ID: 2767650 • Letter: Y

Question

You have a portfolio with a standard deviation of 20% and an expected return of 19%. You are considering adding one of the two stocks in the following table. If after adding the stock you will have 20% of your money in the new stock and 80% of your money in your existing portfolio, which one should you add?

Standard deviation of the portfolio with stock A is ____%?
Stock B is ____%?
Which stock would you add to your portfolio?

Expected Return Standard Deviation Correlation w/your portfolio's returns Stock A 15% 22% 0.3 Stock B 15% 17% 0.7

Explanation / Answer

a. The standard deviation of the portfolio with Stock A is: sqrt(w1^2*sd1^2 + w2^2*sd2^2 + 2*w1*w2*corr*sd1*sd2)

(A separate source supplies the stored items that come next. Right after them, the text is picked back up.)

PR #90, opened 2017-08-29
messagesCollectionView top constraint to superView

etoledom:
Added top inset to topLayoutGuide.length
Bottom inset / constraints handling is untouched


SD10 (approved):
@etoledom thank you, great work 🎉

PR #92, opened 2017-08-31
Fix side effect of inputAccessoryView rendering bug fix

etoledom:


SD10:
inb4travisfails 😭

SD10:
We both agree that it's a little bit of a hack but we'll live with it for now. Thank you for taking care of this @etoledom 🎉 💯

PR #97, opened 2017-09-03
add updated logo

timglorioso:
Willing to make edits if desired!


timglorioso:
I edited the readme on my fork so you can preview it 👍

SD10:
@omaralbeik @nathantannar4 @MacMeDan What do you guys think? I like it but it could change again based on further README changes. 

Really appreciate you making these changes @timglorioso 💯 🎉

nathantannar4 (dismissed):
I like this!

README.md
```diff
@@ -1,5 +1,5 @@
 <p>
-  <img src="https://cdn.rawgit.com/MessageKit/MessageKit/master/Assets/mklogo.svg" title="MessageKit logo">
+  <img src="https://raw.githubusercontent.com/timglorioso/MessageKit/master/Assets/messagekit-logo.png" title="MessageKit logo">
```
SD10: @timglorioso Can we change this back and I'll merge the PR?

SD10 (changes requested):
See comments

README.md
timglorioso: @SD10 Assuming you want the URL updated to reflect the new filename?

SD10: You could also just rename the file to match the old one 😃

timglorioso:
I went ahead and kept using `raw.githubusercontent.com` because the RawGit CDN [permanently caches based on filename](https://github.com/rgrove/rawgit/blob/master/FAQ.md#how-long-does-the-cdn-cache-files-how-can-i-make-it-refresh-my-file), so we'd have to keep changing it (and the img src) for any future iterations 😉

SD10:
@timglorioso Any reason we are using a `.png` over the previous `.svg`?

timglorioso:
@SD10 The SVG format doesn't preserve text data as paths, so fonts don't render correctly if they can't be found client-side. I could force the text into a path if you'd like, shouldn't be hard 😁

SD10 (approved):
@timglorioso No need. Thanks for explaining and all your iterations 😃

PR #99, opened 2017-09-03
A workaround solution for the render issue with MessageInputBar

nathantannar4:
It seems as though when using a UINavigationController there is an issue with the rendering of an inputAccessoryView. This workaround creates a copy during the animation and then deletes it.

### DIFF
--- a/Sources/InputTextView.swift
+++ b/Sources/InputTextView.swift
@@ -37,6 +37,12 @@ open class InputTextView: UITextView {
         label.translatesAutoresizingMaskIntoConstraints = false
         return label
     }()
+    
+    open override var text: String! {
+        didSet {
+            placeholderLabel.isHidden = !text.isEmpty
+        }
+    }
 
     private var placeholderLabelConstraintSet: NSLayoutConstraintSet?
 
@@ -84,7 +90,8 @@ open class InputTextView: UITextView {
     }
 
     required public init?(coder aDecoder: NSCoder) {
-        fatalError("init(coder:) has not been implemented")
+        super.init(coder: aDecoder)
+        setup()
     }
 
     open func setup() {
--- a/Sources/MessagesViewController.swift
+++ b/Sources/MessagesViewController.swift
@@ -31,6 +31,7 @@ open class MessagesViewController: UIViewController {
 	open var messagesCollectionView = MessagesCollectionView(frame: .zero, collectionViewLayout: MessagesCollectionViewFlowLayout())
 
     open var messageInputBar = MessageInputBar()
+
     private var messageInputBarCopy: MessageInputBar?
     
 	override open var canBecomeFirstResponder: Bool {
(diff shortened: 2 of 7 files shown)


Sources/InputTextView.swift
```diff
@@ -84,7 +90,8 @@ open class InputTextView: UITextView {
     }
 
     required public init?(coder aDecoder: NSCoder) {
-        fatalError("init(coder:) has not been implemented")
+        super.init(coder: aDecoder)
+        setup()
```
SD10, line 94: @nathantannar4 ~Is this part of the workaround? There was a problem with unarchiving?~

Sources/MessagesViewController.swift
```diff
@@ -30,14 +30,15 @@ open class MessagesViewController: UIViewController {
 
 	open var messagesCollectionView = MessagesCollectionView(frame: .zero, collectionViewLayout: MessagesCollectionViewFlowLayout())
 
-	open var messageInputBar = MessageInputBar()
-
+    open var messageInputBar = MessageInputBar()
+    private var messageInputBarCopy: MessageInputBar?
```
SD10: Can we add a small comment above this explaning why we have it?

Sources/MessagesViewController.swift
```diff
@@ -127,6 +134,12 @@ open class MessagesViewController: UIViewController {
                                               toItem: bottomLayoutGuide, attribute: .top, multiplier: 1, constant: 0))
 	}
 
+    private func setupMessageInputBarCopy() {
+        messageInputBarCopy = messageInputBar.createCopy()
+        guard let copy = messageInputBarCopy else { return }
+        view.addSubview(copy)
+        copy.addConstraints(nil, left: view.leftAnchor, bottom: view.bottomAnchor, right: view.rightAnchor, topConstant: 0, leftConstant: 0, bottomConstant: 0, rightConstant: 0, widthConstant: 0, heightConstant: 0)
```
SD10, line 141: ~Mind splitting this up onto multiple lines?~

Sources/MessagesViewController.swift
```diff
@@ -75,6 +75,13 @@ open class MessagesViewController: UIViewController {
     open override func viewDidAppear(_ animated: Bool) {
         super.viewDidAppear(animated)
         addKeyboardObservers()
+        messageInputBarCopy?.removeFromSuperview()
+        messageInputBarCopy = nil
```
SD10: Can you put these two things in its own private method `removeMessageInputBarCopy()`?

SD10 (changes requested):
@nathantannar4 If you could just take care of a few nitty things. Mainly I want to add that comment for why we are doing it. One line should suffice

SD10:
@nathantannar4 ~I'm taking care of these now 👍~
Great work. Feel free to merge this in whenever 😃

SD10 (approved):

nathantannar4:
Thanks @SD10, sorry I didn't have a chance to get to this yesterday

PR #4467, opened 2026-08-13
Bugfix: Handle linked duplicate emails in RDMP permission assignment

andrewbrazzatti:
## Summary

Allow RDMP permission assignment to resolve duplicate email matches when the matching user accounts are linked, while preserving pending permissions for genuinely ambiguous matches.

---

## Context / Motivation

SSO can create duplicate user records with the same email address. The existing `findOne` lookup rejects when more than one record matches, preventing RDMP permissions from being assigned even when the duplicate accounts are linked and have a single effective user.

---

### Linked duplicate-email resolution

- Looks up all users matching a contributor email.
- Resolves linked candidates through the effective-user relationship and assigns permissions when they converge on one effective username.
- Applies the shared behavior to both regular and complex RDMP permission assignment.

### Ambiguous-match safety

- Leaves permissions pending when duplicate email matches resolve to different users.
- Retains the existing fallback behavior when an effective-user lookup fails.

---

## Testing

- Added regression coverage for linked and unlinked duplicate-email matches in `RDMPService.test.ts`.
- Covered both `assignPermissions` and `complexAssignPermissions`.
- Focused RDMP suite: 59 passing tests.
- TypeScript compilation and core-source lint pass.

---

### Permission assignment

The shared RDMP contributor-permission path now uses collection lookup plus effective-user resolution, allowing linked SSO duplicates to receive permissions without selecting an arbitrary unrelated account.

### Data safety

Unlinked or otherwise ambiguous duplicate matches are not assigned automatically; their email remains in the pending permission list for later resolution.

---

## Backwards Compatibility

Single-user email matches and existing linked-alias resolution continue to behave as before. No record schema or API changes are introduced.

---

## Deployment Notes

No migration or configuration changes are required.

---

## Impact

Linked duplicate SSO accounts can now be handled automatically by RDMP permission assignment, while ambiguous duplicates remain safely deferred.

## Summary by CodeRabbit

* **Bug Fixes**
  * Improved permission assignment when multiple accounts share an email address.
  * Linked duplicate accounts now resolve to the correct primary account.
  * Ambiguous, unlinked duplicate accounts remain pending instead of being assigned incorrectly.
  * Editor and viewer permissions now apply consistent account resolution behavior.
  * Permission processing is more resilient when account resolution encounters an error.


packages/redbox-core/src/services/RDMPService.ts
```diff
@@ -407,6 +407,43 @@ export namespace Services {
...
+        const effectiveUsernames = effectiveUsers.map((user: unknown) => {
+          const username = (user as AnyRecord)?.username;
+          return _.isString(username) && !_.isEmpty(username) ? username : null;
+        });
+        if (_.isEmpty(effectiveUsernames) || effectiveUsernames.some((username: string | null) => username !== effectiveUsernames[0])) {
+          return null;
+        }
+      }
+
+      return effectiveUsers[0] ?? null;
```
cofiem: I'm not sure I understand this check that multiple users with the same email are ambiguous.
The comment mentions linked accounts, but the check compares usernames.
Some usernames and emails are the same, some are not.

What is the intended outcome when two users have the same username and email, but they are not linked?

Also, why return only the first item in the array of `effectiveUsers`? I'm not clear on why the first user is the one chosen?

cofiem: I think this could be cleared up by adding two more tests:
1. two users, username and email all the same, not linked. What's the expected outcome?

e.g. 
```
[
        { username: 'duplicate@test.com', email: 'duplicate@test.com' },
        { username: 'duplicate@test.com', email: 'duplicate@test.com' },
]
```

2. same test, but users are linked.

andrewbrazzatti: Its just around being defensive and making this robust enough to not prevent users from saving. We shouldn't have more than 1 effective user with the same username but this handles this case. If they have the same username then they are the same user effectively as permissions is concerned. The permissions model use username for matching (which sometimes can be set to be the value of the email address but could also be the sub claim or another string).

Added the tests and tried to tweak the comment to help explain.

cofiem (approved):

where w1 = 0.8, w2=0.2, sd1=0.20,sd2=0.22,corr =0.3

The standard deviation of the portfolio with Stock A is = sqrt(0.8^2*0.2^2 + 0.2^2*0.22^2 + 2*0.8*0.2*0.3*0.22*0.2) = 0.1782 = 17.82%

b.

he standard deviation of the portfolio with Stock B is: sqrt(w1^2*sd1^2 + w2^2*sd2^2 + 2*w1*w2*corr*sd1*sd2)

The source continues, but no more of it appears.